Issue #671, opened 2018-12-18
Integration Center


cd1989:
**Is this a BUG REPORT or FEATURE REQUEST?**:

/kind feature

### Function Details

**Integration Center** manages external services such as SCM(Git, SVN), Docker registry.
Each service has one type: `git`, `svn`, `registry`. For some service type, there can be subTypes, for example, `git` can have subType `gitlab`, `github`.

This function should support:

- CRUD of integrated service 

**What happened**:

**What you expected to happen**:

**How to reproduce it (as minimally and precisely as possible)**:

**Anything else we need to know?**:

supereagle:
Have done

/close

PR #736, opened 2019-01-18
feat(api): add api for integration

zhujian7:
- integration CRUD

Add your description

Fixes #

Reference to #671 

/cc @your-reviewer

**Release note**:

```release-note
NONE
```

### DIFF
--- a/pkg/server/apis/v1alpha1/types.go
+++ b/pkg/server/apis/v1alpha1/types.go
@@ -29,7 +29,7 @@ type TenantSpec struct {
 	PersistentVolumeClaim PersistentVolumeClaim `json:"persistentVolumeClaim"`
 
 	// ResourceQuota describes the resource quota of the namespace,
-	// eg map[string]string{"cpu": "2Gi", "memory": "512Mi"}
+	// eg map[core_v1.ResourceName]string{"cpu": "2Gi", "memory": "512Mi"}
 	ResourceQuota map[core_v1.ResourceName]string `json:"resourceQuota"`
 }
 
@@ -40,7 +40,7 @@ type PersistentVolumeClaim struct {
 	// Name string `json:"name"`
 
 	// StorageClass represents the strorageclass used to create pvc
-	StorageClass string `json:"storageclass"`
+	StorageClass string `json:"storageClass"`
 
 	// Size represents the capacity of the pvc, unit supports 'Gi' or 'Mi'
 	// More info: https://kubernetes.io/docs/concepts/storage/persistent-volumes#capacity
@@ -67,6 +67,8 @@ const (
 	SCM IntegrationType = "SCM"
 	// Cluster is the Cluster integration
 	Cluster IntegrationType = "Cluster"
+	// GeneralIntegration is the General integration
+	GeneralIntegration IntegrationType = "General"
 )
 
 // IntegrationSpec contains the integration spec information
@@ -93,6 +95,17 @@ type IntegrationSource struct {
 	// Users can define which cluster will be used to run workload,
 	// and clusters integrated here can be used to deploy application in CD tasks.
 	Cluster *ClusterSource `json:"cluster"`
+
+	// General contains parameters defined by users.
+	General []ParameterItem `json:"general"`
+}
+
+// ParameterItem defines a parameter
+type ParameterItem struct {
+	// Name of the parameter
+	Name string `json:"name"`
+	// Value of the parameter
+	Value string `json:"value"`
 }
 
 // SonarQubeSource represents a code scanning tool for CI.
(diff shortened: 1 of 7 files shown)


pkg/server/apis/v1alpha1/types.go
```diff
@@ -2,23 +2,24 @@ package v1alpha1
...
+	Metadata Metadata `json:"metadata"`
 	// Spec contains tenant spec
 	Spec TenantSpec `json:"spec"`
 }
 
-// TenantMetadata contains metadata information about tenant
-type TenantMetadata struct {
-	// Name is the name of tenant, unique.
+// Metadata contains metadata information
+type Metadata struct {
```
supereagle: What about use k8s metadata?

pkg/server/common/cluster.go
```diff
@@ -0,0 +1,253 @@
...
+// CreateNamespace creates a namespace
+func CreateNamespace(name string, client *kubernetes.Clientset) error {
+	namespace, err := buildNamespace(name)
+	if err != nil {
+		log.Warningf("Build namespace %s error %v", name, err)
+		return err
+	}
+
+	_, err = client.CoreV1().Namespaces().Create(namespace)
+	if err != nil {
```
supereagle:
```suggestion
	if _, err = client.CoreV1().Namespaces().Create(namespace); err != nil {
```

pkg/server/handler/v1alpha1/tenant.go
```diff
@@ -3,26 +3,26 @@ package v1alpha1
...
 
 	"github.com/caicloud/nirvana/log"
 	"k8s.io/api/core/v1"
 	core_v1 "k8s.io/api/core/v1"
-	"k8s.io/apimachinery/pkg/api/resource"
 	meta_v1 "k8s.io/apimachinery/pkg/apis/meta/v1"
 	"k8s.io/client-go/util/retry"
 
-	apiv1alpha1 "github.com/caicloud/cyclone/pkg/server/apis/v1alpha1"
+	api "github.com/caicloud/cyclone/pkg/server/apis/v1alpha1"
```
supereagle: Do not recommend this change, if there is another version of API, we still need to specify the version.

pkg/server/handler/v1alpha1/tenant.go
```diff
@@ -117,49 +178,64 @@ func CreateAdminTenant() error {
...
 	}
 
-	return createCycloneTenant(tenant)
+	return createTenant(tenant)
+}
+
+func createControlClusterIntegration(tenant string) error {
+	in := &api.Integration{
+		Metadata: api.Metadata{
+			Name:        common.ControlClusterName,
```
supereagle: I think there is no need to create control cluster, use can directly in default.

pkg/server/handler/v1alpha1/tenant.go
zhujian7: `tenant.go` is under the `v1alpha1` folder, so it is less likely it needs another version of API.

pkg/server/handler/v1alpha1/tenant.go
zhujian7: I don't think so, as control cluster could be closed by users, so it is necessary to hold an instance(secret) at the backend.

pkg/server/apis/v1alpha1/types.go
zhujian7: I think there is a litter different between them:
- no `Description` field in k8s metadata.
- some field in k8s metadata we don't need, e.g. `UID` `ResourceVersion` `Generation` `Initializers` etc.

pkg/server/apis/v1alpha1/types.go
```diff
@@ -45,3 +46,144 @@ type PersistentVolumeClaim struct {
...
+	// DockerRegistry describes info about external system docker registry, and is used to manager containers.
+	DockerRegistry *DockerRegistrySource `json:"dockerRegistry"`
+
+	// SCM describes info about external Source Code Management system, and is used to manager code.
+	SCM *SCMSource `json:"scm"`
+
+	// Cluster contains information about clusters.
+	// Users can define which cluster will be used to run workload,
+	// and clusters integrated here can be used to deploy application in CD tasks.
+	Cluster *ClusterSource `json:"cluster"`
```
cd1989: We can add one more general type to extend it.

pkg/server/apis/v1alpha1/types.go
```diff
@@ -45,3 +46,144 @@ type PersistentVolumeClaim struct {
...
+	Token string `json:"token"`
+}
+
+// ClusterSource contains info about clusters.
+type ClusterSource struct {
+	// Credential is the credential info of the cluster
+	Credential ClusterCredential `json:"credential"`
+	// InCluster describes whether the cluster is the control cluster itself
+	InCluster bool `json:"inCluster,omitempty"`
+	// Worker defines whether this cluster can be used to perform workload.
```
cd1989: `perform workload` --> `run workflow`

pkg/server/apis/v1alpha1/types.go
```diff
@@ -45,3 +46,144 @@ type PersistentVolumeClaim struct {
...
+	// Token is the credential to access SCM.
+	Token string `json:"token"`
+}
+
+// ClusterSource contains info about clusters.
+type ClusterSource struct {
+	// Credential is the credential info of the cluster
+	Credential ClusterCredential `json:"credential"`
+	// InCluster describes whether the cluster is the control cluster itself
+	InCluster bool `json:"inCluster,omitempty"`
```
cd1989: `InCluster` -> `IsControlCluster`

pkg/server/apis/v1alpha1/types.go
```diff
@@ -45,3 +46,144 @@ type PersistentVolumeClaim struct {
...
+	// Worker defines whether this cluster can be used to perform workload.
+	// True, will create namespace and pvc associated with tenant in the cluster.
+	// False, will delete namespace and pvc associated with tenant in the cluster.
+	Worker bool `json:"worker"`
+	// Namespace is the namespace where workload will run in. and if this is not nil, cyclone will
+	// use this namespace and not to create another one.
+	// Useful when 'Worker' is True.
```
cd1989: // Namespace is the namespace where workflows run in. If set, cyclone will use it directly, otherwise a new one will be created.
// It's used when 'Worker' is True.

pkg/server/common/cluster.go
cd1989: Do we need to ignore the namespace already exist error ?

pkg/server/common/cluster.go
```diff
@@ -0,0 +1,253 @@
...
+		log.Errorf("Create namespace %s error %v", name, err)
+		return err
+	}
+
+	return nil
+}
+
+func buildNamespace(name string) (*core_v1.Namespace, error) {
```
cd1989: I suggest to use `tenant` as parameter name.

pkg/server/apis/v1alpha1/types.go
```diff
@@ -45,3 +46,144 @@ type PersistentVolumeClaim struct {
...
+// ClusterSource contains info about clusters.
+type ClusterSource struct {
+	// Credential is the credential info of the cluster
+	Credential ClusterCredential `json:"credential"`
+	// InCluster describes whether the cluster is the control cluster itself
+	InCluster bool `json:"inCluster,omitempty"`
+	// Worker defines whether this cluster can be used to perform workload.
+	// True, will create namespace and pvc associated with tenant in the cluster.
+	// False, will delete namespace and pvc associated with tenant in the cluster.
+	Worker bool `json:"worker"`
```
cd1989: `IsWorkerCluster`

zhujian7:
@cd1989 PTAL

○ ○ ○ ○ ○ ○ ○

Task description: Copy every line of the records above that contains "system".

Solved exercise:
+	// DockerRegistry describes info about external system docker registry, and is used to manager containers.
+	// SCM describes info about external Source Code Management system, and is used to manager code.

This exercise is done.